You can view, edit, filter, and delete policies, as detailed in the following sections:
To view properties of the selected policy:
Go to Admin > Endpoint Sources.
In the left panel, select the Policies tab. The details, such as policy name, applied to groups, policy description, source type, and publication status are displayed. For more details on these columns, see Endpoint Sources - Policies.
Click the row to view details about selected policy in right pane.
The Filters Panel allows you to filter the list of displayed policies, based on the source type. You can filter on any combination of the following:
- Agent Endpoint
- Agent File Logs
- Agent Windows Logs
Additionally, you can filter based on publication status:
- Published: Policies that are published to use.
- Unpublished: Policies that are saved but not published.
- Unpublished Edits: Policies that are previously published and edited later and saved, but not published.
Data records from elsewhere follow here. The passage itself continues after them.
PR #136, opened 2018-03-16
Token Manager: add bg script

sohkai:
screen shot 2018-03-16 at 4 36 30 am

Holy crap, can you imagine this is coming live from a blockchain near you??

Currently, assigning tokens is failing due to https://github.com/aragon/aragon.js/issues/91; because we're using a different web3 provider for aragon.js, the wrong accounts are used to calculate transaction pathing (and we don't yet have a signer error state for when no paths are found... so it all breaks).

Requires #132, #133.


apps/token-manager/app/src/script.js
```diff
@@ -0,0 +1,166 @@
+import Aragon from '@aragon/client'
+import tokenSettings, { hasLoadedTokenSettings } from './token-settings'
+import minimeArtifact from '@aragon/os/build/contracts/MinimeToken.json'
```
sohkai: This would be much better if it were just the ABI, rather than the entire truffle artifact.

Pinging @ji to bring an `abi` export to aragonOS 😊

PR #141, opened 2018-03-16
Changes to radspec descriptions

bingen:


izqui:
why is it a WIP?

bingen:
Haha, because I had those issues testing the strings with radspec, so I was not sure if it was correct.

apps/finance/contracts/Finance.sol
```diff
@@ -134,7 +134,7 @@ contract Finance is AragonApp, ERC677Receiver {
 
     /**
     * @dev Deposit for ERC20 approved tokens
-    * @notice Send `_amount` `_token`
+    * @notice Send `_amount` `_token.symbol()`
```
onbjerg: Needs to be suffixed with `: string`, same goes for every other place you do `_token.symbol()`. This is because Radspec has no ABIs at all, so it needs to be inlined.

apps/voting/contracts/Voting.sol
```diff
@@ -76,7 +76,7 @@ contract Voting is IForwarder, AragonApp {
     }
 
     /**
-    * @notice Change minimum acceptance quorum to `_minAcceptQuorumPct`
+     * @notice Change minimum acceptance quorum to `(_minAcceptQuorumPct - _minAcceptQuorumPct % 10**14) / 10**16`
```
onbjerg: Exponentation is `^`, not `**`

The Filters panel can be hidden or displayed:
- To hide, click the icon at the top-right of the panel.
- To display if hidden, click the icon in the toolbar.
Click Reset Filters to remove the currently applied filtering criteria.
You can edit the settings of the default Agent Endpoint and custom policies. The default Agent Windows Log policy cannot be edited.
To edit a policy:
Go to Admin > Endpoint Sources, and select the Policies tab.
Select a policy and click Edit.
Edit the policy details as required.
- Do one of the following:
- Click Save and Close to save the changes and return to the Policies view. The policy will be listed under the Unpublished Edits category.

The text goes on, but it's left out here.